Saturday, March 26, 2011

Libya: The media-driven war

Now that widespread resistance has broken out in Syria, having festered on a small scale for a handful of weeks, will President Obama and Europe turn their attention toward protecting the lives of Syrian civilians who are being killed as they demonstrate against Bashar al-Assad's dictatorial rule?
Military troops opened fire during protests in the southern part of Syria on Friday and killed peaceful demonstrators, according to witnesses and news reports, hurtling the strategically important nation along the same trajectory that has altered the landscape of power across the Arab world. ...

Human rights groups said that since protests began seven days ago in the south, 38 people had been killed by government forces — and it appeared that many more were killed on Friday. Precise details were hard to obtain because the government sealed off the area to reporters and would not let foreign news media into the country. ...

Human rights groups said that since protests began seven days ago in the south, 38 people had been killed by government forces — and it appeared that many more were killed on Friday. Precise details were hard to obtain because the government sealed off the area to reporters and would not let foreign news media into the country.
Note that last sentence: the government "would not let foreign news media into the country." This is the key point to understanding the fury the West has unleashed against Libya compared to the yawn we are not even stifling concerning Syria.

The campaign in Libya was almost entirely media driven from the outset.



I do not mean by that the the media actually promoted the war against Qaddafi or that media outlets or reporters encouraged Western intervention. I mean that Qaddafi's major strategic blunder was allowing foreign media to cover the resistance from its beginning practically without hindrance, even including broadcasting from Tripoli literally while the initial Allied cruise missiles were landing.

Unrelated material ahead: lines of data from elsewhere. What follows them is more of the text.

PR #2859, opened 2025-06-06
Collect used instructions into hashset

Schaeff:
Without this PR, we get the executor a linear amount of times in the size of the program. We need them only once per used opcode.


qwang98 (approved):
LGTM.

Technically if multiple opcodes share the same AIR, might be able to further reduce this by just calling this on a set of unique executors/AIRs instead of unique opcodes.

Do we know the rough run time impact of this? Might be worth doing this further optimization or not depending on that.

The images and video coming from Libya, especially during the early days of the street demonstrations showing protesters being gunned down, were the sine qua non of Western intervention. Not all the images and video came through the media, of course, as much of it was sent out by the resistance itself, having been captured on smart phones and personal cameras. But the European and American commercial media used those images extensively and that coverage was key to the growing dismay and revulsion in Europe and the US.

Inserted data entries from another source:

PR #2870, opened 2025-06-10
Share dummy periphery across all APCs

Schaeff:
All APCs need access to periphery chips such as the range checker or the xor chip.
These chips are expensive to create in memory, but they are not needed in the end and just get thrown away.
Before this PR, each APC creates one instance of them.
After this PR, a single instance is created and then shared across all APCs.

### DIFF
--- a/openvm/src/powdr_extension/executor/inventory.rs
+++ b/openvm/src/powdr_extension/executor/inventory.rs
@@ -17,7 +17,7 @@ pub type DummyInventory<F> = VmInventory<DummyExecutor<F>, DummyPeriphery<F>>;
 pub type DummyChipComplex<F> = VmChipComplex<F, DummyExecutor<F>, DummyPeriphery<F>>;
 
 #[allow(clippy::large_enum_variant)]
-#[derive(ChipUsageGetter, Chip, InstructionExecutor, AnyEnum)]
+#[derive(ChipUsageGetter, Chip, InstructionExecutor, AnyEnum, From)]
 pub enum DummyExecutor<F: PrimeField32> {
     #[any_enum]
     Sdk(SdkVmConfigExecutor<F>),
@@ -29,26 +29,7 @@ pub enum DummyExecutor<F: PrimeField32> {
     System(SystemExecutor<F>),
 }
 
-impl<F: PrimeField32> From<SharedExecutor<F>> for DummyExecutor<F>
-where
-    F: PrimeField32,
-{
-    fn from(executor: SharedExecutor<F>) -> Self {
-        DummyExecutor::Shared(executor)
-    }
-}
-
-// Here we keep the `SystemExecutor` variant to allow for system-level operations.
-impl<F> From<SystemExecutor<F>> for DummyExecutor<F>
-where
-    F: PrimeField32,
-{
-    fn from(system_executor: SystemExecutor<F>) -> Self {
-        DummyExecutor::System(system_executor)
-    }
-}
-
-#[derive(ChipUsageGetter, Chip, AnyEnum)]
+#[derive(ChipUsageGetter, Chip, AnyEnum, From)]
 pub enum DummyPeriphery<F: PrimeField32> {
     #[any_enum]
     Sdk(SdkVmConfigPeriphery<F>),
@@ -56,24 +37,6 @@ pub enum DummyPeriphery<F: PrimeField32> {
     Shared(SharedPeriphery<F>),
     #[any_enum]
     System(SystemPeriphery<F>),
-}
-
-impl<F: PrimeField32> From<SharedPeriphery<F>> for DummyPeriphery<F>
-where
-    F: PrimeField32,
-{
-    fn from(periphery: SharedPeriphery<F>) -> Self {
-        DummyPeriphery::Shared(periphery)
-    }
-}
-
-impl<F> From<SystemPeriphery<F>> for DummyPeriphery<F>
-where
-    F: PrimeField32,
-{
-    fn from(system_periphery: SystemPeriphery<F>) -> Self {
-        DummyPeriphery::System(system_periphery)
-    }
 }
 
 #[derive(ChipUsageGetter, Chip, InstructionExecutor, From, AnyEnum)]
--- a/openvm/src/powdr_extension/executor/periphery.rs
+++ b/openvm/src/powdr_extension/executor/periphery.rs
@@ -35,6 +35,9 @@ impl PowdrPeripheryInstances {
                 range_checker: range_checker.clone(),
                 tuple_range_checker: tuple_range_checker.cloned(),
             },
+            // Bitwise lookup and tuple range checker do not need to be shared with the main execution:
+            // If we did share, we'd have to roll back the side effects of execution and apply the side effects from the apc air onto the main periphery.
+            // By not sharing them, we can throw away the dummy ones after execution and only apply the side effects from the apc air onto the main periphery.
             dummy: SharedPeripheryChips {
                 bitwise_lookup_8: SharedBitwiseOperationLookupChip::new(bitwise_8.bus()),
                 range_checker: range_checker.clone(),


openvm/src/customize_exe.rs
```diff
@@ -152,11 +154,6 @@ pub fn customize<P: IntoOpenVm>(
         blocks.len()
     );
 
-    // print start index of all retained blocks
-    blocks.iter().enumerate().for_each(|(i, block)| {
-        tracing::info!("Block {}: start_idx {}", i, block.start_idx);
-    });
-
```
Schaeff: Too much data on reth

openvm/src/customize_exe.rs
```diff
@@ -265,14 +278,10 @@ pub fn customize<P: IntoOpenVm>(
...
-        let opcodes_in_acc = acc
-            .iter()
-            .map(|x| x.opcode.as_usize())
-            .unique()
-            .collect_vec();
+        tracing::info!("Create extension");
 
         extensions.push(PowdrPrecompile::new(
-            format!("PowdrAutoprecompile_{i}"),
+            format!("PowdrAutoprecompile_{apc_opcode}"),
```
Schaeff: This is a breaking change, we use the opcode not the index in the list

openvm/src/customize_exe.rs
```diff
@@ -291,10 +290,7 @@ pub fn customize<P: IntoOpenVm>(
                 .zip_eq(subs)
                 .map(|(instruction, subs)| OriginalInstruction::new(instruction, subs))
                 .collect(),
-            airs.iter()
-                .filter(|(i, _)| opcodes_in_acc.contains(*i))
-                .map(|(i, air)| (*i, air.clone()))
-                .collect(),
+            airs.clone(),
```
Schaeff: Change here: we pass a reference to the original air table instead of copying all airs

openvm/src/powdr_extension/chip.rs
```diff
@@ -53,95 +52,12 @@ pub struct PowdrChip<P: IntoOpenVm> {
     pub air: Arc<PowdrAir<P>>,
 }
 
-/// The shared chips which can be used by the PowdrChip.
```
Schaeff, line 56: Moved to a different file as is

openvm/src/customize_exe.rs
Schaeff: reverted

Cargo.toml
```diff
@@ -83,33 +83,38 @@ powdr-autoprecompiles = { path = "./autoprecompiles", version = "0.1.4" }
...
-openvm-rv32im-guest = { git = "https://github.com/powdr-labs/openvm.git", rev = "f12a2fc", default-features = false }
-openvm-transpiler = { git = "https://github.com/powdr-labs/openvm.git", rev = "f12a2fc" }
-openvm-circuit = { git = "https://github.com/powdr-labs/openvm.git", rev = "f12a2fc" }
-openvm-circuit-derive = { git = "https://github.com/powdr-labs/openvm.git", rev = "f12a2fc" }
-openvm-circuit-primitives = { git = "https://github.com/powdr-labs/openvm.git", rev = "f12a2fc" }
-openvm-circuit-primitives-derive = { git = "https://github.com/powdr-labs/openvm.git", rev = "f12a2fc" }
-openvm-instructions = { git = "https://github.com/powdr-labs/openvm.git", rev = "f12a2fc" }
-openvm-instructions-derive = { git = "https://github.com/powdr-labs/openvm.git", rev = "f12a2fc" }
-openvm-sdk = { git = "https://github.com/powdr-labs/openvm.git", rev = "f12a2fc", default-features = false, features = [
+openvm = { git = "https://github.com/powdr-labs/openvm.git", rev = "76be56c" }
```
leonardoalt: hash can be updated now that the openvm side PR has been merged

openvm/src/powdr_extension/executor/mod.rs
```diff
@@ -378,26 +383,27 @@ fn global_index<F>(
...
 
     let this = base_config;
-    let mut complex = this.system.config.create_chip_complex()?.transmute();
+    let mut complex: DummyChipComplex<F> = this.system.config.create_chip_complex()?.transmute();
 
     // CHANGE: inject the correct memory here to be passed to the chips, to be accessible in their get_proof_input
     complex.base.memory_controller.offline_memory = memory.clone();
-    complex.base.range_checker_chip = range_checker;
+    complex.base.range_checker_chip = shared_chips.range_checker.clone();
+    // END CHANGE
```
leonardoalt, line 403: wdym end change?

Schaeff: See above, this is taken from an internal openvm function and extended to inject memory and shared chips.

leonardoalt:
maybe merge main again so we can test nightly separately on this?

openvm/src/lib.rs
```diff
@@ -502,13 +502,6 @@ pub fn pgo(
     // print the total and by pc counts at the warn level (default level in powdr-openvm)
     tracing::warn!("Pgo captured {} pc's", pc.len());
 
-    // print pc_index map in descending order of pc_index count
-    let mut pc_index_count_sorted: Vec<_> = pc_index_count.iter().collect();
-    pc_index_count_sorted.sort_by(|a, b| b.1.cmp(a.1));
-    pc_index_count_sorted.iter().for_each(|(pc, count)| {
-        tracing::warn!("pc_index {}: {}", pc, count);
-    });
```
qwang98: I'm proposing in #2894 to keep this but de-prioritizing tracing level to debug as it's useful in debugging, which means it shouldn't show up in `cli-openvm` uses, whose default level is `WARN`.

openvm/src/powdr_extension/executor/inventory.rs
```diff
@@ -0,0 +1,163 @@
...
+
+// Here we keep the `SystemExecutor` variant to allow for system-level operations.
+impl<F> From<SystemExecutor<F>> for DummyExecutor<F>
+where
+    F: PrimeField32,
+{
+    fn from(system_executor: SystemExecutor<F>) -> Self {
+        DummyExecutor::System(system_executor)
+    }
+}
```
qwang98: Can derive these via `From`?

openvm/src/powdr_extension/executor/inventory.rs
```diff
@@ -0,0 +1,163 @@
...
+
+impl<F> From<SystemPeriphery<F>> for DummyPeriphery<F>
+where
+    F: PrimeField32,
+{
+    fn from(system_periphery: SystemPeriphery<F>) -> Self {
+        DummyPeriphery::System(system_periphery)
+    }
+}
```
qwang98: Can derive these via `From`?

qwang98: Or is it because you need to derive the `SdkVm` variants using the macro below and you have to manually create the other variants here?

openvm/src/powdr_extension/executor/mod.rs
```diff
@@ -378,26 +383,27 @@ fn global_index<F>(
...
+
+    // CHANGE: inject the periphery chips so that they are not created by the extensions. This is done for memory footprint: the dummy periphery chips are thrown away anyway, so we reuse a single one for all APCs.
```
qwang98, line 405: Dummy question (pun intended): Why are dummy chips thrown away? I mean in the trace gen it looks like we remove the side effects by looking at bus interactions in the dummy airs so doesn't seem that dummy range checker is used. Are there other reasons?

openvm/src/powdr_extension/executor/mod.rs
```diff
@@ -378,26 +383,27 @@ fn global_index<F>(
...
     use openvm_native_circuit::Native;
     use openvm_rv32im_circuit::{Rv32I, Rv32Io};
     use openvm_sha256_circuit::Sha256;
 
     let this = base_config;
-    let mut complex = this.system.config.create_chip_complex()?.transmute();
+    let mut complex: DummyChipComplex<F> = this.system.config.create_chip_complex()?.transmute();
 
     // CHANGE: inject the correct memory here to be passed to the chips, to be accessible in their get_proof_input
     complex.base.memory_controller.offline_memory = memory.clone();
```
qwang98, line 401: Memory is shared with main (non-Powdr) execution?

openvm/src/powdr_extension/executor/periphery.rs
```diff
@@ -0,0 +1,150 @@
...
+    var_range::SharedVariableRangeCheckerChip,
+};
+use openvm_stark_backend::p3_field::PrimeField32;
+
+/// The shared chips which can be used by the PowdrChip.
+#[derive(Clone)]
+pub struct PowdrPeripheryInstances {
+    /// The real chips used for the main execution.
+    pub real: SharedPeripheryChips,
+    /// The dummy chips used for all APCs. They share the range checker but create new instances of the bitwise lookup chip and the tuple range checker.
```
qwang98, line 15: Why not make them also share bitwise lookup chip and tuple range checker?

openvm/src/powdr_extension/executor/mod.rs
qwang98: Wondering if there are execution implications and maybe we can skip applying side effects to the dummy periphery? Can be another execution optimization?

openvm/src/powdr_extension/executor/periphery.rs
```diff
@@ -0,0 +1,150 @@
...
+                bitwise_lookup_8: bitwise_8.clone(),
+                range_checker: range_checker.clone(),
+                tuple_range_checker: tuple_range_checker.cloned(),
+            },
+            dummy: SharedPeripheryChips {
+                bitwise_lookup_8: SharedBitwiseOperationLookupChip::new(bitwise_8.bus()),
+                range_checker: range_checker.clone(),
+                tuple_range_checker: tuple_range_checker.map(|tuple_range_checker| {
+                    SharedRangeTupleCheckerChip::new(*tuple_range_checker.bus())
+                }),
```
qwang98, line 46: Why make new ones here.

openvm/src/powdr_extension/vm.rs
```diff
@@ -196,28 +196,24 @@ impl<P: IntoOpenVm> VmExtension<OpenVmField<P>> for PowdrExtension<P> {
...
                     precompile.clone(),
                     offline_memory.clone(),
                     self.base_config.clone(),
-                    SharedChips::new(
-                        bitwise_lookup.clone(),
-                        range_checker.clone(),
-                        tuple_range_checker.cloned(),
-                    ),
+                    shared_chips_pair.clone(),
                     self.bus_map.clone(),
```
qwang98, line 217: To summarize:
1. Range checker is shared across all APC but not shared with main execution.
2. Bitwise lookup and tuple range checker is spawned for each APC and not shared with main execution.
3. Memory is shared across all APC and across the main execution.

Is this correct understanding?

openvm/src/lib.rs
Schaeff: Fine with that

openvm/src/powdr_extension/vm.rs
Schaeff: No:

- Range checker and memory are shared across main execution and all apcs
- All other periphery chips are shared across all apcs, but not with main execution

Schaeff: This is already the case before  this PR, with the difference that the second bullet point has one instance per apc

openvm/src/powdr_extension/executor/periphery.rs
Schaeff: Added a comment here

openvm/src/powdr_extension/executor/periphery.rs
Schaeff: Added comment, see previous

openvm/src/powdr_extension/executor/mod.rs
Schaeff: Explained in the other comment. In other words, if we have a single periphery, we need to do:
```
periphery = side_effects_of_original_execution - side_effects_of_dummy_rows + side_effects_of_apc_rows
```
so we execute, then rollback the side effects of dummy rows, and then aply the side effects of the apc rows. This is what happens for the range checker, because we have to share it with main execution, because it's used by memory*.

Now, by using a dummy periphery when executing the apc blocks, it means that `side_effects_of_original_execution` above does *not* include side effects of the apc blocks. Therefore, `side_effects_of_dummy_rows` is empty. So we do not need to roll back anything. We only need to apply `side_effects_of_apc_rows`.

Does this make sense?

*I'm not completely sure about this, maybe we can also have a dummy range checker, in which case we save the time spent rolling back in trace generation.

openvm/src/powdr_extension/executor/mod.rs
Schaeff: Yes

openvm/src/powdr_extension/executor/inventory.rs
Schaeff: Good catch, it works!

openvm/src/powdr_extension/executor/mod.rs
Schaeff: Just tried using a dummy range checker as well, but that doesn't work because it is used by memory for timestamp range checks.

Secretary of State Hillary Clinton implicitly admitted that the media played a key role in energizing military intervention.
"I know that the nightly news cannot cover a humanitarian crisis that thankfully did not happen, but it is important to remember that many, many Libyans are safer today because the international community took action," Secretary of State Hillary Clinton said on Wednesday.
Assad, on the other hand, is not the fool that Qaddafi proved to be. Assad's father, Hafez, slaughtered 20,000 people in in 1982 in the city of Hama for resisting his rule. Absolutely no foreign coverage was done because no reporters were there - and for sure Assad didn't send out a press release afterward. Bashar has obviously learned this lesson well.The corpses will mount in Syria quite out sight from the never-blinking eye of the international media. And the Western governments will therefore be able to to pretend they don't know.